My birthday falls just after the 4th of July, which means that I grew up with a generous amount of fanfare around my birthday, all of which I assumed was meant just for me. In addition to a pool party with my friends, my grandma would make me my very own blueberry mountain pie. This pie, a cake batter poured on top of pints of fresh blueberries, was her specialty. Served hot with cold vanilla ice cream it is still my favorite dessert to serve on my birthday, a true family favorite.
The family story goes that my Aunt Jinx served a mountain pie to my great grandmother, Sybil, while Jinx was living in Tennessee and the recipe made such an impact that Sybil brought it home and it spread like wildfire through the family. By the time I came along years later it was a family staple. It occurred to me recently that a mountain pie is the very (very) close cousin of the sonker, a Western North Carolina (Surry and Wilkes counties to be specific) specialty.
What makes a sonker lovely is the combination of bubbling fresh fruit (or sweet potato) and cakey topping. The sonker variation I grew up on calls for the topping to be poured into the blueberries, allowing it to bubble up and through. In other variations a thicker dough is rolled out and made into a lattice top, similar to a traditional cobbler. Still others call for a top and bottom dough, edging closer and closer into “pie” territory. No matter the distribution of the crust the effect is still the same- browned and bubbling fruit, sweet and tart, with crust toasted the perfect shade of brown.
2 pints fresh blueberries
1 stick butter
1 cup flour
1/2 cup brown sugar
1 cup milk
1 tsp vanilla extract
Juice of 1 lemon
Preheat oven to 400F. Melt butter and mix with blueberries, along with lemon juice. Transfer into a 9×9 baking dish.

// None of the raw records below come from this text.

PR #841, opened 2020-07-23
readme: Add tracing-wasm to "Related Crates"

colelawrence:
## Motivation

I'd like to get more feedback on our [`tracing-wasm` crate](https://crates.io/crates/tracing-wasm), as well as improve its discoverability.

## Solution

Add a link to the crate to the "Related Crates" section of the readme file.

### DIFF
--- a/README.md
+++ b/README.md
@@ -379,6 +379,8 @@ are not maintained by the `tokio` project. These include:
   pretty printing them.
 - [`spandoc`] provides a proc macro for constructing spans from doc comments
   _inside_ of functions.
+- [`tracing-wasm`] provides a Subscriber / Layer implementation that reports 
+  events and spans via browser `console.log`, and [User Timing API (`window.performance`)].
 
 (if you're the maintainer of a `tracing` ecosystem crate not in this list,
 please let us know!)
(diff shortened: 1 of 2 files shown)


README.md
```diff
@@ -379,6 +379,8 @@ are not maintained by the `tokio` project. These include:
   pretty printing them.
 - [`spandoc`] provides a proc macro for constructing spans from doc comments
   _inside_ of functions.
+- [`tracing-wasm`] provides a Subscriber / Layer implementation that reports
```
hawkw, line 382: nit:
```suggestion
- [`tracing-wasm`] provides a `Subscriber`/`Layer` implementation that reports 
```

README.md
```diff
@@ -379,6 +379,8 @@ are not maintained by the `tokio` project. These include:
   pretty printing them.
 - [`spandoc`] provides a proc macro for constructing spans from doc comments
   _inside_ of functions.
+- [`tracing-wasm`] provides a Subscriber / Layer implementation that reports 
+  events and spans via browser `console.log`, and [User Timing API (`window.performance`)].
```
hawkw, line 383: nit: I don't think a comma is necessary here:
```suggestion
  events and spans via browser `console.log` and [User Timing API (`window.performance`)].
```

colelawrence: Good catch on both accounts. I'll apply both suggestions and include the update to `lib.rs`

PR #842, opened 2020-07-23
Include the LICENSE in every crate

cuviper:
## Motivation

The MIT license states:

> The above copyright notice and this permission notice
> shall be included in all copies or substantial portions
> of the Software.

## Solution

Therefore the LICENSE files should be present in each crate directory,
so they are included with `cargo publish`.

### DIFF
--- a/tracing-appender/LICENSE
+++ b/tracing-appender/LICENSE
@@ -1,0 +1,25 @@
+Copyright (c) 2019 Tokio Contributors
+
+Permission is hereby granted, free of charge, to any
+person obtaining a copy of this software and associated
+documentation files (the "Software"), to deal in the
+Software without restriction, including without
+limitation the rights to use, copy, modify, merge,
+publish, distribute, sublicense, and/or sell copies of
+the Software, and to permit persons to whom the Software
+is furnished to do so, subject to the following
+conditions:
+
+The above copyright notice and this permission notice
+shall be included in all copies or substantial portions
+of the Software.
+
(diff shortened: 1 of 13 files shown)


cuviper:
Currently, the LICENSE is only present in the workspace root and in `tracing-core/`.

Another option is to symlink the same file from the root to each directory, which does get dereferenced when publishing from `unix` hosts, but I think this has problems from Windows.

cuviper:
> Do you happen to know if using the `Cargo.toml` [`license-file` field](https://doc.rust-lang.org/cargo/reference/manifest.html#the-license-and-license-file-fields) with a relative path like
> 
> ```toml
> license-file = "../LICENSE"
> ```
> 
> would result in the actual license file being included into every published crate? If so, that might be a slightly nicer option, but I'm not sure how Cargo handles this.

Ah, it looks like that is a feature since Cargo 1.43:

> The `license-file` file is automatically included during publish, even if it is not explicitly listed in the `include` list or is in a location outside of the root of the package. [#7905](https://github.com/rust-lang/cargo/pull/7905)

You get a warning if you have both fields:

    warning: only one of `license` or `license-file` is necessary

But crates.io calls it "non-standard" if you only have the file, like here on [pretty-git-prompt](https://crates.io/crates/pretty-git-prompt/0.2.1). I'm not sure what it displays if you have both...

hawkw:
Okay, thanks for looking into that. For now, I think just duplicating the license text is the best approach. I'm going to go ahead and merge this.

PR #853, opened 2020-07-27
core: add faster fast path for level filtering

hawkw:
## Motivation

Tracing currently stores cached filter evaluations in a per-callsite
cache. Once filters have been evaluated, this allows us to skip disabled
callsites with a single load and compare, which is a nice fast path for
skipping. However, determining the value to store in the callsite cache
is expensive: it requires acquiring a lock to register the callsite, and
asking the subscriber for an `Interest` value to cache.

In long-running applications, such as servers, daemons, and interactive
applications that are used for a long period of time, this cost is not
very visible; it's amortized over the rest of the application's
lifetime. However, in batch-oriented programs and CLI tools that run to
completion, the cost of building the initial cached value has a much
bigger impact. If a given callsite is hit twice over the thirty seconds
that a CLI tool runs for (for example), the cost of the initial
evaluation is _much_ more meaningful than if the same callsite is hit
hundreds of thousands of times by a server that runs for several weeks
before its restarted. Even in a long running application, though, it
could lead to a surprising latency hit if a given callsite is only hit
after a long period of operation.

Per-callsite caching allows high performance for more granular filters,
since it tracks the state of _every_ callsite; we still get a fast path
for skipping a `trace` event in the `foo::bar` module if the `trace`
level is only enabled for the `baz` module. Because of this, we didn't
initially believe that a global maximum level fast path was necessary.
However, in `rustc`, it turns out that the cost of just building the
callsite cache for the first time has a noticeable impact on
performance. See here for details:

Mix together sugar, flour, milk, egg, and vanilla extract. Stir to incorporate and pour over blueberries. Don’t mix the blueberries and the batter together!
Bake for 25-30 minutes or until bubbling and browned. Serve hot with vanilla ice cream.
Dottie Fennell16.06.2017 at 14:57
This seems to be about the same as a “slump,” which we love to make in summer using all kinds of fresh fruits. We love that, so I know we’ll love this.